PR #71846, opened 2026-07-17
refactor(data-warehouse): SSRF host-pinning + migrate delighted, culture_amp, deno_deploy, e2b, firehydrant, fleetio (batch 15)

Gilbert09:
## Problem

Batch 15 of the ongoing effort to migrate hand-rolled data-warehouse source connectors onto the shared `rest_source` framework, removing duplicated pagination, auth, resume, and schema-building code.

This batch also lands a generic framework capability — **SSRF host-pinning + redirect control** — so sources that pin pagination/resume URLs to the expected host no longer need bespoke transport code.

## Changes

Framework:
- `client={"allowed_hosts": [...], "allow_redirects": False}` in `common/rest_source`. When `allowed_hosts` is set (even to `[]`, meaning base-host-only), every outgoing request URL — including paginator next-page links and seeded resume URLs — must resolve to an allowed host (the base_url host is always implicitly allowed); an off-host URL raises before the request (and its Authorization header) leaves the process. `allow_redirects=False` stops the session following redirects and rejects any 3xx. This closes the credential-exfiltration path a spoofed `next` link would otherwise open.

- **delighted** — now expressible via the new SSRF host-pinning (off-host link/resume URL rejection + disabled redirects)
- **culture_amp** — OAuth2 client-credentials with per-endpoint scopes + per-employee demographics fan-out
- **deno_deploy**
- **e2b**
- **firehydrant**
- **fleetio**

- **concord** — five transport modes in one source (single, recursive folders-tree, page, offset, and a date-windowed audit-log download).
- **easypost** — client-side incremental watermark filtering with early termination (stops paginating despite `has_more=true`).

- New framework capability: 7 parameterized cases in `test_ssrf_host_pinning.py` covering same-host pinning, explicit allowlists, off-host rejection, disabled enforcement, and redirect rejection/allow.
- Merged run of all 6 migrated dirs + `common/rest_source/tests/` — 462 passed. Additive framework change: all existing `rest_source` tests plus fan-out/paginator consumer smoke (adroll, bigmailer, chargebee, airtable, clickup) stay green.

## 🤖 Agent context

Part of the stacked rest_source migration program. Base branch is the batch-14 PR (#71840); merge in order.

### DIFF
--- a/products/warehouse_sources/backend/temporal/data_imports/sources/common/rest_source/__init__.py
+++ b/products/warehouse_sources/backend/temporal/data_imports/sources/common/rest_source/__init__.py
@@ -268,6 +268,8 @@ def create_resources(
             paginator=create_paginator(client_config.get("paginator")),
             session=client_config.get("session"),
             max_retry_attempts=client_config.get("max_retries", DEFAULT_RETRY_ATTEMPTS),
+            allowed_hosts=client_config.get("allowed_hosts"),
+            allow_redirects=client_config.get("allow_redirects", True),
         )
 
         hooks = create_response_hooks(endpoint_config.get("response_actions"))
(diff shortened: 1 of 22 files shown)


Gilbert09:

PR #71847, opened 2026-07-17
fix(tasks): restore branch after fresh resume fallback

tatoalo:
## Problem

**Why:** A resumed cloud run should continue from the same branch. When snapshot restoration falls back to a fresh sandbox, the workflow clones the repository but skips branch checkout, leaving the run on the repository default branch.

## Changes

- Preserve the current branch when a resume snapshot is restored.
- Check out the requested branch when a resume uses a fresh sandbox instead.


charlesvien (approved):
nice

PR #71853, opened 2026-07-17
feat(data-warehouse): auto-sync new schemas on warehouse sources

estefaniarabadan:
## Problem

When schema discovery finds a new table on an existing warehouse source (a new Postgres table, a new Slack channel, ...), the row is created disabled and someone has to notice it and enable syncing by hand.
Teams whose upstream schemas grow regularly (for example anything named `raw_*`) want those tables to start syncing on their own.

## Changes

Adds a per-source opt-in, off by default, configured in the source's Configuration tab:

- `auto_sync_new_schemas` toggle and `auto_sync_schema_patterns` (fnmatch globs like `raw_*`, matched case-insensitively against the qualified and bare table name; empty means all new tables qualify) on `ExternalDataSource`.
- A single enablement choke point, `auto_enable_new_schemas`, called by both discovery paths: the 6h `discover-schemas` schedule and the manual "Pull new schemas" action. Only rows still in the untouched discovery state (disabled, no sync type) are considered, so revived rows keep prior config and retries are idempotent.
- Auto-enabled schemas reuse the one-shot setup defaults (`build_default_schemas`): incremental with a preferred tracking column, else append, else full refresh, never CDC. Webhook-only and default-off tables stay disabled. Each enabled schema gets a Temporal schedule and an immediate first sync, exactly like flipping the toggle in the UI.
- `refresh_schemas` now reports `auto_enabled` in its response and the toast ("2 added / 1 auto-enabled").
- Direct-query sources are excluded (schemas resolve at query time): the serializer rejects the toggle and the UI hides the section.

```mermaid
flowchart LR
    D{{Discovery: 6h schedule or Pull new schemas}} --> R[Reconcile rows]
    R --> N[New schema row: disabled]
    N --> H[User enables by hand]
    class D phBlue;
    class R,N,H phGray;
```

```mermaid
flowchart LR
    D{{Discovery: 6h schedule or Pull new schemas}} --> R[Reconcile rows]
    R --> N[New schema row: disabled]
    N --> A{Auto-sync on and name matches patterns?}
    A -- yes --> E[Smart defaults + schedule + first sync]
    A -- no --> H[User enables by hand]
    class D phBlue;
    class E phYellow;
    class R,N,A,H phGray;
```

> [!NOTE]
> No behavior change for existing sources: the field defaults to false and new rows keep today's disabled-by-default behavior until a source opts in.

Ran locally (no Postgres/ClickHouse in the sandbox, so DB-backed suites run in CI):

- `test_sync_new_schemas.py` (5 passed): activity wiring, catches the auto-enable call being dropped from the discovery activity.
- `TestSchemaNameMatchesAutoSyncPatterns` (13 parameterized cases): the matching contract (case-insensitivity, bare-tail matching of qualified names, `?` globs, empty patterns match all).
- `test_source_schema.py` (15 passed): untouched smart-defaults behavior, sanity that reuse didn't change it.
- Serializer smoke test without DB: both fields accepted on PATCH, null patterns allowed, blank entries rejected.
- `ruff`, `oxlint`/`oxfmt`, `tach check`, `makemigrations --check` (no drift), full `hogli build:openapi` regen; `tsgo` reports no errors in touched files.

Added for CI (DB-backed):

- `TestAutoEnableNewSchemas`: enablement end state (sync type, incremental config, primary keys, schedule call), opt-out and direct-query no-ops, revived-row skip, webhook-only/default-off skip, one schema's Temporal failure not blocking the rest, seeded `schema_metadata` surviving the config merge. No existing test covered any of these paths.
- API tests: `refresh_schemas` auto-enables matching schemas and reports `auto_enabled`, PATCH persists the new fields, direct-query PATCH rejected with 400.

Not manually tested end-to-end against a live source; the manual flow to verify after merge is: enable the toggle with a pattern on a Postgres source, create a matching table upstream, click "Pull new schemas", and confirm the toast plus an incremental sync starting.

## Automatic notifications

- [ ] Publish to changelog?

## 🤖 Agent context

Authored by Claude (PostHog Code cloud task) from Estefania's request to explore and build auto-syncing of newly discovered schemas with "name starts with" matching.
Skills invoked: `/django-migrations`, `/improving-drf-endpoints`, `/adopting-generated-api-types`, `/writing-tests`.
Key decisions: glob patterns over regex (covers "starts with" via `raw_*`), a single shared helper next to `sync_old_schemas_with_new_schemas` rather than changing that function's return contract (keeps GitHub and direct-query callers untouched), candidates filtered to disabled-and-untyped rows for idempotency, schedule creation kept outside the `refresh_schemas` atomic block so Temporal calls never run under the source row lock, and no feature flag since the off-by-default field is the gate.
External data sources use handwritten frontend types, so the frontend follows that existing pattern; the regenerated OpenAPI/MCP artifacts are included.

---


Gilbert09 (approved):

estefaniarabadan:
Thanks @greptile-apps — both findings in `auto_enable_new_schemas` are addressed in the latest commit:

**P1 (enabled schema left unscheduled):** if `sync_external_data_job_workflow(...)` fails after we've already persisted `should_sync=True` + a sync type, the row is now rolled back to the untouched discovery state (`should_sync=False`, `sync_type=None`, original `sync_type_config` restored). Because this helper only reconsiders disabled, untyped rows, the rollback is what makes the next discovery pass retry it — so a Temporal hiccup no longer strands a row as "enabled but never syncing". This also makes the docstring's "retries are idempotent" promise actually hold. Covered by `test_schedule_failure_rollback_lets_next_pass_retry`, and `test_schedule_failure_does_not_block_remaining_schemas` now asserts the rolled-back state.

**P2 (concurrent refresh → duplicate first sync):** each row is now claimed under a `select_for_update` lock inside a short transaction before it's enabled, re-reading and bailing if it's no longer the untouched discovery row. A second concurrent discovery pass (another "Pull new schemas" click, or the 6h schedule firing alongside a manual refresh) sees `should_sync=True` and skips, so only one pass creates the schedule and fires the first sync. The lock is released before the Temporal call, so scheduling still happens outside any row lock.

PR #71857, opened 2026-07-17
fix(personhog): fail team/person deletion fast when personhog unconfigured

hpouillot:
## Problem

Error tracking issue: [personhog client not configured](https://us.posthog.com/project/2/error_tracking/019f28dd-b7d7-7801-a561-094cb5620784)

A Temporal worker without `PERSONHOG_ADDR` set raises `RuntimeError("personhog client not configured")` from `require_personhog_client()`. The team- and person-deletion activities run under an infinite retry policy (`maximum_attempts=0`) intended for idempotent bulky deletes that should retry through transient DB blips.

A missing `PERSONHOG_ADDR` is not transient though. It cannot change without a redeploy, so the activity retried the same failure forever. Each attempt is captured by the Temporal exception interceptor with a fresh distinct id, which is why this single deterministic misconfiguration shows up in error tracking as a flood of events rather than one clear signal.

The underlying fix is operational: the general-purpose Temporal worker running these deletion workflows needs `PERSONHOG_ADDR`. This PR makes the code fail fast and loud when that config is missing, so the problem surfaces cleanly instead of looping.

## Changes

- Add `PersonHogNotConfiguredError` in `posthog/personhog_client/client.py`, a `RuntimeError` subclass raised by `require_personhog_client()` (and the manual `get_personhog_client() is None` checks in the delete paths). Being a `RuntimeError` subclass, every existing `except RuntimeError` handler and fallback keeps working unchanged.
- Mark `PersonHogNotConfiguredError` non-retryable in the `delete-teams` and `delete-persons` retry policies. A permanent misconfiguration now fails the activity fast and surfaces, rather than retrying indefinitely.

A genuinely transient personhog outage is unaffected: that surfaces as a gRPC error from inside the RPC call, not as "not configured", and keeps retrying as before.

> [!NOTE]
> This changes deletion behavior in a misconfigured environment from "retry forever" to "fail fast". Once `PERSONHOG_ADDR` is set, the deletion is re-triggered and proceeds normally.

Added `posthog/personhog_client/test_require_client.py` (no-DB `SimpleTestCase`):

- `require_personhog_client()` raises `PersonHogNotConfiguredError` when the client is unconfigured.
- the error is a `RuntimeError` subclass, so existing handlers still catch it.
- the class name matches the string in `DELETE_RETRY_POLICY.non_retryable_error_types` — Temporal matches `non_retryable_error_types` on the exception class name, so a rename that desyncs the two would silently bring the infinite-retry flood back. This test guards that coupling.

I (Claude) ran the new tests and the existing `test_group_type_mapping.py` fallback test (which patches an unconfigured client) — both pass. The broader deletion suites need a Postgres test DB that isn't available in this sandbox, so I did not run them here.

## Docs update

- [ ] No docs change needed.

## 🤖 Agent context

Investigated from an error-tracking issue (`personhog client not configured`) whose stack trace pointed at `delete_misc_small_tables_activity`. Traced the raise to `require_personhog_client()` and found the delete-teams and delete-persons activities retry it forever under `maximum_attempts=0`, which matches the retry policy's own documented intent to make deterministic failures non-retryable (it already lists `ProtectedError` and `RecursionError`).

Considered an ORM fallback but rejected it: persons/groups/hash-key-overrides live in the persons DB and personhog is the sole path by design, so there's no ORM route to fall back to. The typed-error + non-retryable approach fixes the observable harm (retry flood) and surfaces the real cause without violating that boundary. Changing `retry_policy` on existing `execute_activity` calls is safe for in-flight workflows — it's an activity-schedule attribute, not a workflow command-sequence change.

---

### DIFF
--- a/posthog/personhog_client/client.py
+++ b/posthog/personhog_client/client.py
@@ -92,6 +92,17 @@ from posthog.personhog_client.proto import (
 
 logger = structlog.get_logger(__name__)
 
+
+class PersonHogNotConfiguredError(RuntimeError):
+    """Raised when the personhog client is required but ``PERSONHOG_ADDR`` is unset.
+
+    This is a permanent misconfiguration, not a transient outage: it can only change with a
+    redeploy, so callers that retry (e.g. Temporal deletion activities) treat this type as
+    non-retryable to fail fast instead of looping forever. Subclasses ``RuntimeError`` to keep
+    existing ``except RuntimeError`` handlers working.
+    """
+
+
 # -- Channel-level metrics --
 
 PERSONHOG_DJANGO_CHANNEL_STATE = Enum(
@@ -416,7 +427,7 @@ def get_personhog_client() -> Optional[PersonHogClient]:
 def require_personhog_client() -> PersonHogClient:
     client = get_personhog_client()
     if client is None:
-        raise RuntimeError("personhog client not configured")
+        raise PersonHogNotConfiguredError("personhog client not configured")
     return client
 
 
--- a/posthog/personhog_client/test_require_client.py
+++ b/posthog/personhog_client/test_require_client.py
@@ -1,0 +1,24 @@
+from unittest.mock import patch
+
+from django.test import SimpleTestCase
+
+from posthog.personhog_client.client import PersonHogNotConfiguredError, require_personhog_client
+
+
+class TestRequirePersonHogClient(SimpleTestCase):
+    def test_raises_typed_error_when_not_configured(self) -> None:
+        with patch("posthog.personhog_client.client.get_personhog_client", return_value=None):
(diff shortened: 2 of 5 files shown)


hpouillot:
Infra root-cause fix (the actual reason the error fired): the dev general-purpose temporal worker was missing `PERSONHOG_ADDR` — prod-us/prod-eu and the dev Django workers all set it, only the dev temporal-worker shared config didn't. Fixed in PostHog/charts#13260.

This PR is the defensive complement: once the env var lands, the flood stops; if any environment loses personhog config again, these deletion activities now fail fast instead of retrying forever and spamming error tracking.

hpouillot:
fixed in dev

************

» WHAT YOU HAVE TO DO: Go through the listing above and write out exactly the lines starting with the one holding "External data sources" and running through the one holding "Thanks @greptile-apps —", ends included, and no others.

» RESPONSE:
External data sources use handwritten frontend types, so the frontend follows that existing pattern; the regenerated OpenAPI/MCP artifacts are included.

---


Gilbert09 (approved):

estefaniarabadan:
Thanks @greptile-apps — both findings in `auto_enable_new_schemas` are addressed in the latest commit:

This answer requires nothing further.